FOMC Minutes Indicate Further Rate Hikes Ahead
Stock Market Enters Longest Bull Market in History as the Fed Confirms Rate Hike Path.
Longest bull run in the history of the stock market, congratulations America!
— Donald J. Trump (@realDonaldTrump) August 22, 2018
Today, the Federal Reserve released the minutes from its Federal Open Market Committee (FOMC) meeting of July 31 & August 1, 2018. The FOMC minutes indicated that the Fed is intent on continuing to increase interest rates and to reducing its balance sheet. Market participants have placed a high probability on two more rate hikes this year – one in September and one in December. Today’s minutes did little to change that prognostication.
From the FOMC minutes:
“Many participants suggested that if incoming data continued to support their current economic outlook, it would likely soon be appropriate to take another step in removing policy accommodation.”
Thus, the Fed appears to be committed to raising interest rates as long as the economy continues to perform at current levels.
In recent months, President Trump has mused publicly that the Fed’s insistence on raising interest rates threatens potentially to choke off economic and stock market gains. In a CNBC Sqawk Box interview on July 19, Trump remarked “I’m not thrilled.” “Because we go up and every time you go up they want to raise rates again. I don’t really — I am not happy about it. But at the same time I’m letting them do what they feel is best.” “But I don’t like all of this work that goes into doing what we’re doing.”
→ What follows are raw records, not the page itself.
PR #11288, opened 2024-10-29
Migrate netty HttpClient to ExecutionFlow

yawkat:
Also adds cancellation support to ExecutionFlow.


core/src/main/java/io/micronaut/core/execution/DelayedExecutionFlowImpl.java
```diff
@@ -135,6 +137,34 @@ public ImperativeExecutionFlow<T> tryComplete() {
...
+            this.onCancel = () -> {
+                prev.run();
+                hook.run();
+            };
+        } else {
+            this.onCancel = hook;
+        }
+    }
+
     private abstract static class Step<I, O> {
```
graemerocher: can this be sealed?

core/src/main/java/io/micronaut/core/execution/DelayedExecutionFlowImpl.java
```diff
@@ -334,4 +364,13 @@ ExecutionFlow<E> apply(ExecutionFlow<E> executionFlow) {
             return executionFlow;
         }
     }
+
+    private static final class Cancel<E> extends Step<E, E> {
+
+        @Override
+        ExecutionFlow<E> apply(ExecutionFlow<E> input) {
+            input.cancel();
+            return ExecutionFlow.error(new Exception("Cancelled"));
```
graemerocher: shouldn't this be `java.util.concurrent.CancellationException`

graemerocher (changes requested):
I assume these changes won't break context propagation and distributed tracing?

core/src/main/java/io/micronaut/core/execution/DelayedExecutionFlowImpl.java
yawkat: ive changed it. this exception should actually never surface, cancel must always be the last step in a DelayedExecutionFlow. the job of the Cancel step is to cancel the upstream steps, it can't handle downstreams.

yawkat:
The code is mostly the same so I don't think it should break anything.

graemerocher (approved):

sdelamo (commented):
Why are we migration to `ExecutionFlow`? Is that more efficient that using Project reactor code?

yawkat:
Yep. Especially for cases where the result is immediately available

http/src/main/java/io/micronaut/http/reactive/execution/ReactorExecutionFlowImpl.java
```diff
@@ -84,6 +88,30 @@ public ExecutionFlow<Object> putInContext(String key, Object value) {
...
+                return context;
+            }
+        });
+        return this;
+    }
+
+    @Override
+    public void cancel() {
+        List<Subscription> stc;
+        synchronized (this) {
```
dstepanov, line 106: Should we avoid `synchronized`?

http/src/main/java/io/micronaut/http/reactive/execution/ReactorExecutionFlowImpl.java
```diff
@@ -102,7 +130,20 @@ public Context currentContext() {
             @Override
             public void onSubscribe(Subscription s) {
                 this.subscription = s;
-                s.request(1);
+                boolean cancel;
+                synchronized (ReactorExecutionFlowImpl.this) {
```
dstepanov, line 134: I don't understand what is happening. Should we avoid a subscription if the flow is canceled?

dstepanov (changes requested):

http/src/main/java/io/micronaut/http/reactive/execution/ReactorExecutionFlowImpl.java
yawkat: synchronized is fine here because the block contains no other method calls

http/src/main/java/io/micronaut/http/reactive/execution/ReactorExecutionFlowImpl.java
yawkat: ExecutionFlow downstream APIs (onComplete and cancel) are generally not thread safe. My assumption with this API is that cancel is always called strictly after onComplete is called. In particular, DelayedFlow will throw an exception if you call onComplete after cancel. That means that if the flow is cancelled, the user shouldn't be subscribing afterwards anyway (though there is no check in ReactiveExecutionFlow).

This check is only necessary because onSubscribe can happen some time delayed after onComplete is called, so by that time the flow *can* be cancelled.

dstepanov (approved):

PR #11294, opened 2024-10-31
Remove context propagation filter

yawkat:
Implement "proper" context propagation in the client to get rid of the old ClientServerContextFilter.

Because context propagation uses its own key for the reactor context instead of ServerRequestContext.KEY, I've deprecated ServerRequestContext.KEY and added a more general API that can use the propagated context from the ContextView.


http/src/main/java/io/micronaut/http/context/ServerRequestContext.java
```diff
@@ -99,5 +106,20 @@ public static <T> T with(@Nullable HttpRequest<?> request, @NonNull Callable<T>
...
+
+    /**
+     * Retrieve the current server request context from the given reactor context view.
+     *
+     * @param context The reactor context view
+     * @param <T> The body type
+     * @return The request context if it is present
+     */
+    @SuppressWarnings("unchecked")
+    public static <T> Optional<HttpRequest<T>> currentRequest(ContextView context) {
```
graemerocher: add `@since` and nullability annotation to the parameter

graemerocher (approved):

dstepanov (approved):

PR #11402, opened 2024-12-03
Fix for ServiceLoaderFeature

andriy-dmytruk:
`ServiceLoaderFeature` did not include all the `@Requires` annotations, as some were added with the `@Requirements`. I included such in the native-image `beforeAnalysis`. As an example, this fixes the usage of condition in `io.micronaut.configuration.metrics.binder.web.ClientRequestMetricRegistryFilter`.


graemerocher:
@andriy-dmytruk could you target 4.7.x?

graemerocher (approved):

PR #11405, opened 2024-12-03
Improve the dependency path exception message

andriy-dmytruk:
This improves the readability of message for long paths, large class names or classes with many parameters, as each class from the path is immediately visible. I changed the tests to use longer class names, which is more realistic.

The type names are also in fully-qualified shortened form, which makes them clickable in IDEs.

As a comparison this message
```java
Message: No bean of type [io.micronaut.inject.failures.NestedDependencyFailureSpec$MyClassD] exists. 
| Path Taken: new MyClassB() --> MyClassB.propA --> new MyClassA([MyClassC propC]) --> new MyClassC([MyClassD propD])
```
will change to
```java
Message: No bean of type [io.micronaut.inject.failures.NestedDependencyFailureSpec$MyClassD] exists.
Path Taken:
new i.m.i.f.N$MyClassB()
\---> i.m.i.f.N$MyClassB#propA
      \---> new i.m.i.f.N$MyClassA([MyClassC propC])
            \---> new i.m.i.f.N$MyClassC([MyClassD propD])
```

Part of the change is similar to visualization change for circular dependencies: https://github.com/micronaut-projects/micronaut-core/pull/11299.

### DIFF
--- a/core/src/main/java/io/micronaut/core/naming/NameUtils.java
+++ b/core/src/main/java/io/micronaut/core/naming/NameUtils.java
@@ -18,6 +18,7 @@ package io.micronaut.core.naming;
 import io.micronaut.core.annotation.AccessorsStyle;
 import io.micronaut.core.annotation.Experimental;
 import io.micronaut.core.annotation.NonNull;
+import io.micronaut.core.annotation.Nullable;
 import io.micronaut.core.util.ArgumentUtils;
 import io.micronaut.core.util.StringUtils;
 
@@ -48,7 +49,7 @@ public class NameUtils {
      * @param name The name
      * @return True if it is
      */
-    public static boolean isHyphenatedLowerCase(String name) {
+    public static boolean isHyphenatedLowerCase(@Nullable String name) {
         if (name == null || name.isEmpty() || !Character.isLetter(name.charAt(0))) {
             return false;
         }
@@ -68,7 +69,7 @@ public class NameUtils {
      * @param suffixes The suffix to remove
      * @return The decapitalized name
      */
-    public static String decapitalizeWithoutSuffix(String name, String... suffixes) {
+    public static @NonNull String decapitalizeWithoutSuffix(@NonNull String name, String... suffixes) {
         String decapitalized = decapitalize(name);
         return trimSuffix(decapitalized, suffixes);
     }
@@ -80,7 +81,7 @@ public class NameUtils {
      * @param suffixes The suffixes
      * @return The trimmed string
      */
-    public static String trimSuffix(String string, String... suffixes) {
+    public static @NonNull String trimSuffix(@NonNull String string, String... suffixes) {
         if (suffixes != null) {
             for (String suffix : suffixes) {
                 if (string.endsWith(suffix)) {
@@ -97,7 +98,7 @@ public class NameUtils {
      * @param name The property name
      * @return The class name
      */
-    public static String capitalize(String name) {
+    public static @NonNull String capitalize(@NonNull String name) {
         final String rest = name.substring(1);
 
         // Funky rule so that names like 'pNAME' will still work.
@@ -114,7 +115,7 @@ public class NameUtils {
      * @param name The name
      * @return The hyphenated string
      */
-    public static String hyphenate(String name) {
+    public static @NonNull String hyphenate(@NonNull String name) {
         return hyphenate(name, true);
     }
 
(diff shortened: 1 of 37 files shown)


sdelamo:
maybe this should target 4.8.x

dstepanov:
Consider adding a full class name. I think IntelliJ will provide a link to the class

dstepanov:
How does it look with a factory method / field?

inject-groovy/src/test/groovy/io/micronaut/inject/failures/NestedDependencyFailureSpec.groovy
```diff
@@ -28,44 +28,49 @@ class NestedDependencyFailureSpec extends Specification {
...
-Failed to inject value for parameter [d] of class: io.micronaut.inject.failures.NestedDependencyFailureSpec$C
+        e.message.normalize() == """\
+Failed to inject value for parameter [propD] of class: io.micronaut.inject.failures.NestedDependencyFailureSpec\$MyClassC
 
-Message: No bean of type [io.micronaut.inject.failures.NestedDependencyFailureSpec$D] exists.''')
-        e.message.normalize().contains('Path Taken: new B() --> B.a --> new A([C c]) --> new C([D d])')
+Message: No bean of type [io.micronaut.inject.failures.NestedDependencyFailureSpec\$MyClassD] exists.$space
+Path Taken:$space
+new MyClassB()
+\\---> MyClassB.propA
```
andriy-dmytruk: There is an example of field here

andriy-dmytruk:
> How does it look with a factory method / field?

For factory there is a circular dependency test: https://github.com/micronaut-projects/micronaut-core/blob/da67f65f446a2c75c6e1048139e88d8650332f2b/inject-groovy/src/test/groovy/io/micronaut/inject/failures/FactoryCircularDependencyFailureSpec.groovy#L41-L48

graemerocher:
> Consider adding a full class name. I think IntelliJ will provide a link to the class

this is a good point, with the new lines maybe we can include qualified names. Can you check this link works in IntelliJ?

andriy-dmytruk:
Yes, the classnames are clickable:
image

This is more readable, though:
image

I think both are good. Wdyt?

graemerocher:
@dstepanov WDYT?

dstepanov:
Intellij supports even shortened names, so we can reduce it if it's too large:

try:
```
        System.out.println("io.m.r.Micronaut!");
    }
```

graemerocher:
@andriy-dmytruk can you try that?

andriy-dmytruk:
Yes, this is actually amazing! Now there are actually 2 options:
1. Shorten type owner names: 
    image
  When clicked:
    image

2. Do not shorten:
    image

I would say the first one is the overall best.

dstepanov:
Maybe we can have something like 200-300 characters per name and start reducing when it's more.

graemerocher:
the first one is the best yes

andriy-dmytruk:
I went for using the first form always, as it is shortest, but is still clickable. We can also extend it at a later point if we experience issues with it.

> Maybe we can have something like 200-300 characters per name and start reducing when it's more.

We can start a GitHub discussion, but I think shortest should be good in most cases. The chances of conflict are pretty low. If we do need this, the typical line limits are 80, 100, 120, which would mean around 60 chars limit for the name alone.

core/src/main/java/io/micronaut/core/naming/NameUtils.java
```diff
@@ -214,6 +215,41 @@ public static String getSimpleName(String className) {
...
+     * For example, {@code com.example.Owner$Inner} would become {@code c.e.O$Inner}.
+     * IDEs would still be able to recognize these types, but they would take less space
+     * visually.
+     *
+     * @since 4.8.x
+     * @param typeName The fully-qualified type name
+     * @return The shortened type name
+     */
+    @Experimental
+    public static String getShortenedName(String typeName) {
```
graemerocher: add nullability annotations to return type and arguments

core/src/main/java/io/micronaut/core/naming/NameUtils.java
```diff
@@ -214,6 +215,41 @@ public static String getSimpleName(String className) {
...
+        int nameStart = typeName.lastIndexOf('$');
```
graemerocher, line 232: check type name doesn't == null

graemerocher (approved):
just two small tweaks before merging.

core/src/main/java/io/micronaut/core/naming/NameUtils.java
andriy-dmytruk: That is not checked in other methods, so I assume it is not typical for `typeName` to be `null`. Added `@NonNull` though.

andriy-dmytruk:
@yawkat I don't understand the issue. Can you take a look?

https://ge.micronaut.io/s/szoo56vrxva66
44C5523F-E220-4E09-B7D3-AB5A84F2010C

yawkat:
that test is just flakey. i dont know why

PR #11440, opened 2024-12-13
Fix client backpressure for streaming requests

### LINKED ISSUE #11428: Large memory increase after bumping from 4.6.2 to 4.7.7
### Expected Behavior

No memory increase

### Actual Behaviour

Hello!
It seems there is something that is causing large memory increase after updating to 4.7.x (see the graph below where the high spike is when our pod is rolled out with the new Micronaut version.
Screenshot from 2024-12-11 14-21-07

I believe it's due to something in [this PR](https://github.com/micronaut-projects/micronaut-core/pull/11182).
We started to get a lot of OOM all of a sudden following the upgrade. From my searches (I'm not familiar with the whole Micronaut codebase so maybe I'm wrong), [this change](https://github.com/micronaut-projects/micronaut-core/commit/f74dae1db7405859f1b69dc4cc81b68150e7e06e#diff-2d6e881f8d13084a9ebabcf6d3fdaa88df24d15431df685539574d59d6232548R2018) leads to any content from an HTTP Client that exceeds the maxContentLength to be streamed instead with a **buffer size of maxContentLength**. In our case we've put the value of this prop to Integer.MAX_VALUE (I believe due to some large content we were downloading that was failing the client).
```
private BodySizeLimits sizeLimits() {
    return new BodySizeLimits(Long.MAX_VALUE, configuration.getMaxContentLength());
}
```
Our usecase is that we proxy to a docker registry (simple ProxyHttpClient) and it downloads something more than 2GB.

Playing a bit around and considering the change above, our config was originally setting the `micronaut.http.services.registry.max-content-length` to `2147483647` (Integer.MAX_VALUE) (I believe due to some prior bugs we had. However it seems to me that since we're now streaming and following above, it's taken as the max buffer size.
Lowering this param seems to lower the memory consumption but I had no good result doing a memory dump as Netty uses direct memory...

I know our configuration of max-content-length was a bit awkward but it can be misleading to introduce such behaviour change and the fact that it fallback to such parameter to choose buffer size upon streaming a response seems unclear.

WDYT? Is my analysis correct?

Thank you!

### Steps To Reproduce

a `proxyHttpClient.proxy(httpRequest)` on a content larger than `max-content-length` should fallback to streaming ence using this value as the max buffer size

### Environment Information

_No response_

### Example Application

_No response_

### Version

4.7.7

yawkat:
ProxyBackpressureTest takes quite long so I made it parallel. Wasn't able to do that with junit unfortunately.

Might fix #11428


graemerocher:
I'm not confident with the might part, can we get the reporter to test the branch? Also why were tests deleted in the PR?

graemerocher (approved):

PR #11449, opened 2024-12-16
Support Tracing of Dependency Injection

graemerocher:
Adds the ability to trace the behaviour of dependency and configuration injection. Can be activated a number of different ways, the simplest being an environment variable:

```
MICRONAUT_INJECT_TRACE=.+ ./gradlew run
```

Which enables useful output such as what is the configuration profile of the application, where configuration is read from, what beans are created, how long the bean took to be created, the graph of the bean creation and where it was created from.

To support this, the PR also adds property origin tracking so that one can inspect where a property originated from. 

In addition, some of the changes in `DefaultBeanContext` are in order to reduce stack trace sizes which were starting to get out of hand.


core/src/main/java/io/micronaut/core/type/TypeInformation.java
```diff
@@ -284,11 +310,193 @@ default boolean isArray() {
...
+            @NonNull TypeFormat format,
+            @NonNull Class<?> type,
+            @NonNull Map<String, Argument<?>> generics,
+            @NonNull AnnotationMetadata annotationMetadata) {
+            String typeFormat = TypeFormat.getTypeString(
+                format,
+                type,
+                generics
+            );
+            Optional<String> q = annotationMetadata.getAnnotationNameByStereotype(AnnotationUtil.QUALIFIER)
```
dstepanov, line 456: Maybe you can use similar code to `Qualifiers.forArgument`

inject/src/main/java/io/micronaut/context/ApplicationContextBuilder.java
```diff
@@ -36,6 +36,27 @@
...
 public interface ApplicationContextBuilder {
 
+    /**
+     * Sets the trace mode for bean resolution.
+     * @param traceMode The debug mode
+     * @since 4.8.0
+     * @see BeanResolutionTraceMode
+     * @return This builder
+     */
+    default @NonNull ApplicationContextBuilder traceMode(@NonNull BeanResolutionTraceMode traceMode) {
```
dstepanov: Can this be `beanResolutionTrace(@NonNull BeanResolutionTraceMode traceMode, String... classPatterns)`

inject/src/main/java/io/micronaut/context/BeanResolutionTraceMode.java
```diff
@@ -0,0 +1,433 @@
...
+        String classes = Optional
+            .ofNullable(System.getProperty(CLASSES_SYS_PROP))
+            .orElseGet(() -> System.getenv(CLASSES_ENV_VAR));
+        if (classes != null) {
+            return Set.of(classes.split(","));
+        }
+        return Set.of();
+    }
+
+    void startTrace(
```
dstepanov, line 112: Can you move all the tracing code into some other class, not to have it in a public enum?

inject/src/main/java/io/micronaut/context/DefaultBeanContext.java
```diff
@@ -1029,8 +1034,15 @@ public <T> T createBean(@NonNull Class<T> beanType, @Nullable Qualifier<T> quali
         ArgumentUtils.requireNonNull("beanType", beanType);
         Optional<BeanDefinition<T>> candidate = findBeanDefinition(Argument.of(beanType), qualifier);
         if (candidate.isPresent()) {
-            try (BeanResolutionContext resolutionContext = newResolutionContext(candidate.get(), null)) {
-                return doCreateBean(resolutionContext, candidate.get(), qualifier, argumentValues);
+            BeanDefinition<T> beanDefinition = candidate.get();
+            try (BeanResolutionContext resolutionContext = newResolutionContext(beanDefinition, null)) {
+                T bean;
+                if (beanDefinition instanceof InstantiatableBeanDefinition<T> instantiatableBeanDefinition) {
+                    bean = resolveByBeanFactory(resolutionContext, instantiatableBeanDefinition, qualifier, argumentValues);
```
dstepanov: Don't create a new out-scope variable, just call `return postBeanCreated` right after. Next else is not needed. Same pattern repeats a few times

inject/src/main/java/io/micronaut/context/env/Environment.java
```diff
@@ -284,7 +287,9 @@ public interface Environment extends PropertyResolver, LifeCycle<Environment>, M
      * @param name   The name
      * @param values The values
      * @return This environment
+     * @deprecated Use {@link #addPropertySource(PropertySource)}
      */
+    @Deprecated(forRemoval = true)
```
dstepanov: Add since

inject/src/main/java/io/micronaut/context/env/PropertySource.java
```diff
@@ -65,20 +75,69 @@ static PropertySource of(String name, Map<String, Object> map) {
...
+    /**
+     * Create a {@link PropertySource} from the given map.
+     *
+     * @param name       The name of the property source
+     * @param map        The map
+     * @param convention The convention type of the property source
+     * @return The {@link PropertySource}
+     * @deprecated Use {@link #of(String, Map, PropertyConvention, Origin)}
+     */
+    @Deprecated(forRemoval = true)
```
dstepanov: Add since

inject/src/main/java/io/micronaut/context/env/PropertySource.java
```diff
@@ -89,7 +148,9 @@ public PropertyConvention getConvention() {
      * @param values The values as an array of alternating key/value entries
      * @return The {@link PropertySource}
      * @since 2.0
+     * @deprecated Use {@link #of(String, Map, Origin)}
      */
+    @Deprecated(forRemoval = true)
```
dstepanov, line 154: Add since

inject/src/main/java/io/micronaut/context/env/PropertySource.java
```diff
@@ -160,4 +245,30 @@ enum PropertyConvention {
...
+
+    /**
+     * A property entry models
+     * @param property The normalized property key
+     * @param value The property value
+     * @param raw The raw property key that originated the property
+     * @param origin
+     */
+    @Experimental
+    record PropertyEntry(
```
dstepanov: Can you convert it to an interface? I don't like the idea of exposing a record as a public API

dstepanov (changes requested):

dstepanov:
Can you show an example of the output?

dstepanov:
Maybe one of the outputs can be a flame graph like the async profiler output Async profiler output

core/src/main/java/io/micronaut/core/type/TypeInformation.java
graemerocher: code here is in core which can't reference inject

inject/src/main/java/io/micronaut/context/BeanResolutionTraceMode.java
graemerocher: the trace methods are not currently public but package private. In the future yes it would be good to add a public API but for the moment it is package private / internal

graemerocher:
Example Output 

Screenshot 2025-01-08 at 08 45 59

graemerocher:
More complex bean resolution debug output of the creation of the DataSource from Micronaut-SQL

Screenshot 2025-01-13 at 14 41 05

dstepanov (approved):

Following Trump’s remarks, Fed Chairman Powell recently assured Senator Tim Scott that the Fed will not be influenced by Trump’s criticism and will continue on its independent path of conducting monetary policy. Powell also noted during a “Marketplace” radio show “We do our work in a strictly nonpolitical way, based on detailed analysis, which we put on the record transparently, and we don’t take political considerations into account.”
The Downside Wild Card – Trade
The FOMC minutes reflected concern regarding the recent trade tensions between the United States and its trading partners as a result of tariffs imposed by the Trump administration. The Fed noted that there was no adverse impact on the U.S. equity markets – yet.
“Concerns regarding international trade policy weighed on market sentiment at times over the intermeeting period, prompting notable declines in some foreign equity markets but leaving only a modest imprint on domestic asset prices on net.”
The Fed noted that tax cuts could have a salubrious impact on the economy and cause their GDP projections to be too low. The FOMC, minutes, however, indicated that the Fed believed that trade policies were a potential drag on the economy and did not outline a scenario where new trade deals could improve future GDP projections.
“The staff viewed the uncertainty around its projections for real GDP growth, the unemployment rate, and inflation as similar to the average of the past 20 years. The staff saw the risks to the forecasts for real GDP growth and the unemployment rate as balanced. On the upside, household spending and business investment could expand faster over the next few years than the staff projected, supported in part by the tax cuts enacted last year. On the downside, trade policies could move in a direction that would have significant negative effects on economic growth.”
Indeed, the Fed noted, while there had been no negative impact on the equity markets as a result of trade tensions, that the agricultural sector has been negatively impacted:
“Business contacts in a few Districts reported that uncertainty regarding trade policy had led to some reductions or delays in their investment spending. Nonetheless, a number of participants indicated that most businesses concerned about trade disputes had not yet cut back their capital expenditures or hiring but might do so if trade tensions were not resolved soon. Several participants observed that the agricultural sector had been adversely affected by significant declines in crop and livestock prices over the intermeeting period. A couple of participants noted that this development likely partly flowed from trade tensions.
Several participants commented that increases in the prices of particular goods, such as those induced by the tariff increases, would likely be one source of short-term upward pressure on the inflation rate, although offsetting influences–including the negative effects that trade developments were having on agricultural prices–were also noted.
In addition, all participants pointed to ongoing trade disagreements and proposed trade measures as an important source of uncertainty and risks. Participants observed that if a large-scale and prolonged dispute over trade policies developed, there would likely be adverse effects on business sentiment, investment spending, and employment. ”
None of the participants noted any current positive gains in the economy that could be attributed to recent U.S. trade policies or outlined any scenario where the economy might benefit in the future from a period of prolonged dispute over trade policies.
What’s Next?
The current Atlanta Fed GDP now projection for the third quarter is +4.3%, up from 4.1% GDP growth in the second quarter. This indicates that a September rate hike is almost virtually assured absent a dramatic change in the fortunes of the U.S. economy. Federal Reserve Chairman Jerome Powell will speak at the Jackson Hole conference later this week, but few expect his comments to reflect a significant divergence from the economic outlook set forth in the July 31/August 1 FOMC minutes. We may, however, hear further elucidation from Mr. Powell about the Fed’s concerns over trade tensions between the U.S. and its trading partners.
This article by BGASC is not, and should not be regarded as, investment advice or as a recommendation regarding any particular course of action.